Over the past three years, Haptik went from being from a B2C to a B2B setup while migrating to AWS. They went from running 20-30 VMs every now to now having a lot more VMs running by default, and scaling to hundreds of VMs in minutes.
The Results
Using Spot enabled Haptik to transition to AWS ECS (Elastic Container Service), while still mostly using the same Elastigroups with very minimal changes.
Simplified continuous deployment
One of the key benefits of using Spot was seen in deployments, as Spot simplified the entire process of continuous deployment. It was as simple as giving Spot an AMI ID and clicking on the deploy button. The deployment would act like a Canary deployment where you had the option to define how many of the instances you wanted to deploy – 10%, 20%, 30%, etc. The rollout feature of Spot has tremendously helped Haptik streamline its continuous deployment.
Additionally, Elastigroup’s ability to integrate with any tool being used in Haptik’s CI/CD pipeline made integration and configuration seamless. This is important in a world where the CI/CD pipeline is becoming more crowded with best-of-breed tools that all need to be well-integrated with each other.
Overall resiliency
Currently, at least 90-91% of Haptik’s workloads are totally running on preemptible VMs on AWS. Normally, this would be a huge risk as AWS can delete preemptible VMs with short notice. However, Elastigroup is able to predict when this would happen ahead of time, and migrate all data to new preemptible instances, thus ensuring that workloads face zero disruption and sufficient IPs within all selected availability zones. Using Elastigroup has helped Haptik build more resilient and reliable systems in their pre-production and production environments.
Note: Onnivation, partner and value-added distributor of Spot by Netapp in Asia, has been instrumental in understanding the customer’s requirements and driving the engagement end-to-end to optimise the customers’ compute costs.

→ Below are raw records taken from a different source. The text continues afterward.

Issue #6442, opened 2017-06-29
Add 9bit support to HardwareSerial


svatoun:
I stumbled over a few different implementations / tweaks how Arduino could read 9bit data using Serial objects; the core library does not support 9bit.
I am aware of issues #2292 and #2291 - however I'd like to take a differen timplementation path: use guard macro to conditionally enable the extra code (and twice as long buffer). This way, normal user will not see any performance/size penalty, but developer who needs 9bit support could enable it at the documented cost.

Diffs will be attached shortly as PR...

PR #6443, opened 2017-06-30
Initial implementation of 9bit data support

svatoun:
Pull request to fix issue #6442.

Initial implementation of conditional 9bit support. Since 9bit transfers are rather niche, the implementation does not (almost) add any overhead for standard usage, buffer expansion and more complicated processing is guarded by SERIAL9 macro. Users must put -DSERIAL9 macro into their platform.txt in order to use the support - I didn't found other suitable way. Should be easier in the future if support for -D defines is added to the arduino IDE.

### DIFF
--- a/hardware/arduino/avr/cores/arduino/HardwareSerial.cpp
+++ b/hardware/arduino/avr/cores/arduino/HardwareSerial.cpp
@@ -82,9 +82,18 @@ void HardwareSerial::_tx_udr_empty_irq(void)
 {
   // If interrupts are enabled, there must be more data in the output
   // buffer. Send the next byte
-  unsigned char c = _tx_buffer[_tx_buffer_tail];
+  serial_data_t c = _tx_buffer[_tx_buffer_tail];
   _tx_buffer_tail = (_tx_buffer_tail + 1) % SERIAL_TX_BUFFER_SIZE;
-
+#ifdef SERIAL9
+  if (use9bit) {
+      if (c & 0x100) {
+        sbi(*_ucsrb, TXB80);
+      } else {
+        cbi(*_ucsrb, TXB80);
+      }
+      c = c & 0xff;
+  }
+#endif // SERIAL9
   *_udr = c;
 
   // clear the TXC bit -- "can be cleared by writing a one to its bit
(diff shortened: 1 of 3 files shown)


svatoun:
any news / progress / estimate when the PR could be reviewed(or rejected) ?

mikaelpatel:
What are the performance implications? How much does the effective baud-rate drop due to the additional handling of configuration? At lower baud-rates there is no impact but I guess that above approx 115Kbps the drop will start. A benchmark is required. 

As 9-bit mode is not a very common use case for Serial I would suggest considering a Serial sub-class. Also typical 9-bit mode usage is to signal the start and end of frames. This could be implemented without modifying the current Serial API. 

Cheers! Mikael

PaulStoffregen:
If this is merged (a pretty big "if"), I would like to suggest a longer, more descriptive define than SERIAL9.  Perhaps SERIAL_9BIT_SUPPORT could work?

basprins:
Any news on this? Multidrop bus is a 9bit uart protocol. I could sure benefit if this branch would ever be merged!

svatoun:
@basprins  I admit that I was lazy delivering the requested benchmarks; partially because given the nature of changes, the performance impact cannot be too high: one conditional jump based on register data operation, one IO `write` per-byte (not bit!). Similar for `read`.

IMHO worse effect is doubling the rx/tx buffer because of `unsigned char` to `unsigned short` change. Can be seen as bad on smaller Arduinos (I use Nanos ;)). Can be probably changed at the expense of some shift/and to use a bitfield for 9th bits - pls. give your opinions on whether you see that as worth the increased complexity.

Also note that if the guard macro is not defined, the change simply will not exist at all, leaving original code as it was - performance impact zero.

 But now I have two A-Mega boards available, so I can make some measurement. I assume that we need at least to: prove that 16MHz is able to tx / rx 115kbps. That's trivial - but do you have some suggestion to actually measure 'net consumed time' for (say) the write operation ? Sequential write or read operations are limited by UART speed (when it becomes avialable again) - how to measure the really tiny CPU time that one write opreation takes ?
Thanks for the advice.

mikaelpatel:
@svatoun After the latest @CLAassistant notice I revisited this pull request. I believe that if the purpose of 9-bit mode is to allow multi-drop protocols with the 9th bit for indicating address or data this could be done by simply adding a sendAddress(uint8_t addr) function to the HardwareSerial API. This function would set/reset the 9th bit accordingly.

What does the future hold?
Today, the biggest driving force for Haptik currently is to become a Kubernetes-first company. And one of the key ways to achieve this is to reduce their reliance on ECS and EKS. Haptik has adopted Azure AKS and now runs a multicloud setup. Their goal is to have the flexibility to operate on any underlying cloud platform while still having the consistency that Kubernetes brings. They are happy that Spot helps here too as it supports both AWS and Azure, enabling Haptik to be cloud-agnostic.
One of the largest names in the conversational AI industry, Haptik has been at the forefront of a paradigm shift in using AI to disrupt how marketing works. With a team of some of the finest minds in AI, Haptik enables brands to improve engagement with their customers through support and lead generation. Lead generation – one of the most significant aspects of marketing – is essentially the conversion of a person merely chatting with a chatbot to being interesting in buying a product or service. Haptik functions across different channels, whether it’s WhatsApp, web chat, or a mobile chat application.